Don Bosco Comeback di Paruh Kedua
Sejak unggul di kuarter ketiga, Don Bosco terus menjaga dominasi. Tembakan tiga angka dari Muhammad Zidan dan free throw Abbiyu Desani Bayanaka menegaskan keunggulan mereka. Pertandingan ditutup dengan skor 28-20.
Kontribusi terbesar datang dari Muhammad Nadhif Eka Putra. Pemain bernomor punggung dua itu mencatat 10 poin, 3 rebound, dan 1 steal.
Belum Sepenuhnya Optimal
Pelatih SMA Don Bosco, Ilham Orlando, menyebut timnya belum tampil maksimal.
“Kita tahu seperti apa permainan mereka. Ini adalah game pertama dan mereka masih feel the game. Kita akan memberikan permainan terbaik di laga selanjutnya,” kata Ilham.
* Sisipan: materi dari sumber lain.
PR #607, opened 2019-04-30
Fix for the isDir function in the FTP Adapter

Romain:
The isDir function seems to be broken in the FTP Adapter.
When I try to retrieve a document through a stream, I get this error: `ftp_chdir(): /documents/your-file-name.jpg: No such file or directory`

Here is the complete trace:

```
in vendor/knplabs/gaufrette/src/Gaufrette/StreamWrapper.php->stat (line 210) 
in vendor/knplabs/gaufrette/src/Gaufrette/Stream/InMemoryBuffer.php->isDirectory (line 159) 
in vendor/knplabs/gaufrette/src/Gaufrette/Filesystem.php->isDirectory (line 333)
in vendor/knplabs/gaufrette/src/Gaufrette/Adapter/Ftp.php->isDir (line 222)
in vendor/knplabs/gaufrette/src/Gaufrette/Adapter/Ftp.phpftp_chdir (line 369)
in vendor/knplabs/gaufrette/src/Gaufrette/Adapter/Ftp.php (line 369)
```

Changing the way we perform this test by using the PHP function `is_dir` instead of the `ftp_chdir` one fixes this error.


src/Gaufrette/Adapter/Ftp.php
```diff
@@ -366,7 +366,12 @@ private function isDir($directory)
             return true;
         }
 
-        if (!@ftp_chdir($this->getConnection(), $directory)) {
```
nicolasmure: Thank you for your contribution :)

From what I read on the php doc [1], the usage of `is_dir` with an URI having the `ftp`/`sftp` protocol is only allowed in passive mode. By default, the passive mode is disabled (c.f. the `__contructor` of this adapter).

From your PR description, it looks like you have an exception. What about to still use the `ftp_chdir` function, but catch the exception to fallback to `is_dir` ?

Also, can you create a dedicated method to compute the connection string ?

[1] https://php.net/manual/en/wrappers.ftp.php

Romain: Thanks for these tips!
I created a private method for the connection URL.
I also kept the `chdir` method as the main approach and fallback on `is_dir` with passive mode set to `true` if we catch and exception with `chdir`.
Let me know if this looks better to you.

Romain (commented):
I created a private method for the connection URL.
I also kept the chdir method as the main approach and fallback on is_dir with passive mode set to true if we catch and exception with chdir.

src/Gaufrette/Adapter/Ftp.php
```diff
@@ -366,7 +377,22 @@ private function isDir($directory)
...
+        $chDirResult = false;
+        try {
+            $chDirResult = ftp_chdir($this->getConnection(), $directory);
```
nicolasmure: can you also move the change to the original directory here ?
```php
// change directory again to return in the base directory
ftp_chdir($this->getConnection(), $this->directory);
```
as it'd keep the `ftp_chdir` logic in this `try` block :

```php
try {
    $isDir = ftp_chdir($this->getConnection(), $directory);
    // change directory again to return in the base directory
    ftp_chdir($this->getConnection(), $this->directory);

    return $isDir;
}
```

nicolasmure (commented):
Thanks for the update ;)

src/Gaufrette/Adapter/Ftp.php
```diff
@@ -366,7 +377,22 @@ private function isDir($directory)
...
+        }
+        catch(Exception $e) {
+            $this->passive = true;
```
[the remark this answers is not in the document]
Romain: If the `ftp_chdir` function generates an exception, the idea is to fallback on the `is_dir` function. Therefore, to have it working, I'm forcing the passive mode to `TRUE`.
I think that I should revert back this value to its original state though. Pushing a fix for this.

Romain:
@nicolasmure I pushed a fix with your comments applied in it.

src/Gaufrette/Adapter/Ftp.php
```diff
@@ -366,12 +378,36 @@ private function isDir($directory)
...
+        $chDirResult = false;
+        try {
+            $chDirResult = ftp_chdir($this->getConnection(), $this->directory);
+
+            // change directory again to return in the base directory
+            ftp_chdir($this->getConnection(), $this->directory);
+        } catch(\Exception $e) {
+
+            // Cache the actual value of the passive mode
+            $actualPassiveMode  = $this->passive;
```
nicolasmure: Actually, I don't think you have to change this flag. It should be RO, and it is only used to specify whether the backend supports passive mode. See its usage [1] for more details. Changing the value of the flag do not brings any change in the behavior of the PHP's FTP functions. The flag is only used as an indicator in this adapter.

So in the end, the call to `is_dir` should be made only when the passive mode is enabled. When it is not enabled, you can throw the `$e` exception as we can't use `is_dir` :

> If the server does not support passive mode ftp, the connection will fail. 

*[2]*

Also, it could be good to add a comment with the link to [2] above the usage of `is_dir` and the check of the passive mode to ease understanding.

[1] https://github.com/KnpLabs/Gaufrette/blob/350f0f68e72c9f39845413c9b775ac49ffa18e8b/src/Gaufrette/Adapter/Ftp.php#L548
[2] https://php.net/manual/en/wrappers.ftp.php

nicolasmure (commented):
Can you also squash your commits please ? :)

Romain:
@nicolasmure Got it. Pushed a change accordingly to your comment.

src/Gaufrette/Adapter/Ftp.php
```diff
@@ -366,12 +378,31 @@ private function isDir($directory)
...
+            }
+
+            if (!@is_dir($url . $directory)) {
+                return false;
+            }
         }
 
-        // change directory again to return in the base directory
-        ftp_chdir($this->getConnection(), $this->directory);
+        if (!$chDirResult) {
```
nicolasmure: In the end this condition can be avoided (as the final `return true`).
You can directly `return $chDirResult;` after the call to `ftp_chdir` to get back to the original dir ;)

src/Gaufrette/Adapter/Ftp.php
```diff
@@ -366,12 +378,31 @@ private function isDir($directory)
             return true;
         }
 
-        if (!@ftp_chdir($this->getConnection(), $directory)) {
-            return false;
+        $chDirResult = false;
```
nicolasmure: This line can be removed ;)
The scope of this var should be in the `try` block only.

src/Gaufrette/Adapter/Ftp.php
```diff
@@ -366,12 +378,31 @@ private function isDir($directory)
...
+        try {
+            $chDirResult = ftp_chdir($this->getConnection(), $this->directory);
+
+            // change directory again to return in the base directory
+            ftp_chdir($this->getConnection(), $this->directory);
+        } catch(\Exception $e) {
+
```
nicolasmure: please remove this empty line ;)

src/Gaufrette/Adapter/Ftp.php
```diff
@@ -366,12 +378,31 @@ private function isDir($directory)
...
+            // Build the FTP URL that will be used to check if the path is a directory or not
+            $url = $this->createConnectionUrl();
```
nicolasmure: The `$url` var should be declared after the check on the passive mode, otherwise it may be declared without being used.

src/Gaufrette/Adapter/Ftp.php
```diff
@@ -366,12 +378,31 @@ private function isDir($directory)
...
+
+            // is_dir is only available in passive mode.
+            // See https://php.net/manual/en/wrappers.ftp.php for more details.
+            if(!$this->passive) {
```
nicolasmure: please keep a space after the `if` statement and the opening parenthesis (PSR)

src/Gaufrette/Adapter/Ftp.php
```diff
@@ -366,12 +378,31 @@ private function isDir($directory)
...
 
-        if (!@ftp_chdir($this->getConnection(), $directory)) {
-            return false;
+        $chDirResult = false;
+        try {
+            $chDirResult = ftp_chdir($this->getConnection(), $this->directory);
+
+            // change directory again to return in the base directory
+            ftp_chdir($this->getConnection(), $this->directory);
+        } catch(\Exception $e) {
```
nicolasmure: same here : can you add a space between the `catch` statement and the opening parenthesis please ?

src/Gaufrette/Adapter/Ftp.php
```diff
@@ -366,12 +378,31 @@ private function isDir($directory)
...
+            // Build the FTP URL that will be used to check if the path is a directory or not
+            $url = $this->createConnectionUrl();
+
+            // is_dir is only available in passive mode.
+            // See https://php.net/manual/en/wrappers.ftp.php for more details.
+            if(!$this->passive) {
+                throw new \BadFunctionCallException('is_dir can only be used in passive mode.');
+            }
+
+            if (!@is_dir($url . $directory)) {
```
nicolasmure: can't we directly `return @is_dir(/* ... */);` ?

src/Gaufrette/Adapter/Ftp.php
```diff
@@ -366,12 +378,31 @@ private function isDir($directory)
...
+            ftp_chdir($this->getConnection(), $this->directory);
+        } catch(\Exception $e) {
+
+            // Build the FTP URL that will be used to check if the path is a directory or not
+            $url = $this->createConnectionUrl();
+
+            // is_dir is only available in passive mode.
+            // See https://php.net/manual/en/wrappers.ftp.php for more details.
+            if(!$this->passive) {
+                throw new \BadFunctionCallException('is_dir can only be used in passive mode.');
```
nicolasmure: From the docblocks of the other methods using this `isDir` function, they can only throw `\RuntimeException`.
What about changing this line to a `RuntimeException` with a more explicit error message :
```php
throw new \RuntimeException(
    \sprintf('Not able to determine whether "%s" is a directory or not. Please try again using a passive FTP connection if your backend supports it, by setting the "passive" option of this adapter to true.', $directory),
    $e->getCode(),
    $e
);
```

nicolasmure (commented):
Thanks for the changes :)

There are also some failing tests, do you mind to fix them ?

phpunit :
```
There were 2 failures:
1) Gaufrette\Functional\Adapter\FtpTest::shouldCheckIfFileExists
Failed asserting that true is false.
/home/travis/build/KnpLabs/Gaufrette/tests/Gaufrette/Functional/Adapter/FunctionalTestCase.php:91

2) Gaufrette\Functional\Adapter\FtpTest::shouldFailWhenTryMtimeForKeyWhichDoesNotExist
Failed asserting that 1561017417 is false.
/home/travis/build/KnpLabs/Gaufrette/tests/Gaufrette/Functional/Adapter/FunctionalTestCase.php:119
```
and also the phpspec for this adapter.

You can run the specs with
```bash
$ docker/run-task php7.2 vendor/bin/phpspec run spec/Gaufrette/Adapter/Ftp.php
```
and the integration tests with
```bash
$ docker/run-task php7.2 vendor/bin/phpunit tests/Gaufrette/Functional/Adapter/FtpTest.php
```

src/Gaufrette/Adapter/Ftp.php
Romain: Gosh, true. I didn't see this anymore.

src/Gaufrette/Adapter/Ftp.php
Romain: Correct.

src/Gaufrette/Adapter/Ftp.php
Romain: Yes, that's a nice simplification.

Romain:
Your comments have been integrated. These are nice improvements. ;)

src/Gaufrette/Adapter/Ftp.php
```diff
@@ -378,30 +378,27 @@ private function isDir($directory)
             return true;
         }
 
-        $chDirResult = false;
         try {
+            $chDirResult = false;
```
nicolasmure: This line can be removed as the boolean value is set by the call to `ftp_chdir` :

> Returns TRUE on success or FALSE on failure.

https://www.php.net/manual/en/function.ftp-chdir.php

src/Gaufrette/Adapter/Ftp.php
```diff
@@ -378,30 +378,27 @@ private function isDir($directory)
...
-        }
 
-        if (!$chDirResult) {
-            return false;
+            // Build the FTP URL that will be used to check if the path is a directory or not
+            $url = $this->createConnectionUrl();
+            return @is_dir($url . $directory);
         }
 
         return true;
```
nicolasmure: This line can be removed as this statement won't be reached anymore ;)

nicolasmure (commented):
Can you also update the tests accordingly please ?

src/Gaufrette/Adapter/Ftp.php
Romain: Indeed.

Romain:
@nicolasmure I'm not sure how to update the tests since they're not checking the way we connect  to the server.

src/Gaufrette/Adapter/Ftp.php
```diff
@@ -355,6 +355,18 @@ protected function createDirectory($directory)
         }
     }
 
+    /**
+     * @return string
+     */
+    private function createConnectionUrl()
+    {
+        $url = $this->ssl ? 'sftp://' : 'ftp://';
```
stof, line 363: `sftp` is not the same than `ftps`

PR #609, opened 2019-06-04
[GridFS] Fix : return empty array when object has no metadata

nicolasmure:
Replaces #602 (and resolves conflicts).

Credits @bsperduto


nicolasmure:
Thank you @bsperduto !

Ia juga mengapresiasi permainan MA Ar Risalah. “Tim yang lolos di babak selanjutnya pasti tak kalah kuat, namun kami akan berupaya mematikan permainan mereka untuk meraih kemenangan selanjutnya,” ujarnya.
Kuarter Tiga Mulai Tak Fokus
Asisten pelatih MA Ar Risalah, Ikhwanul Ihsan Efendi, menilai fokus pemain menjadi hal utama yang harus diperbaiki.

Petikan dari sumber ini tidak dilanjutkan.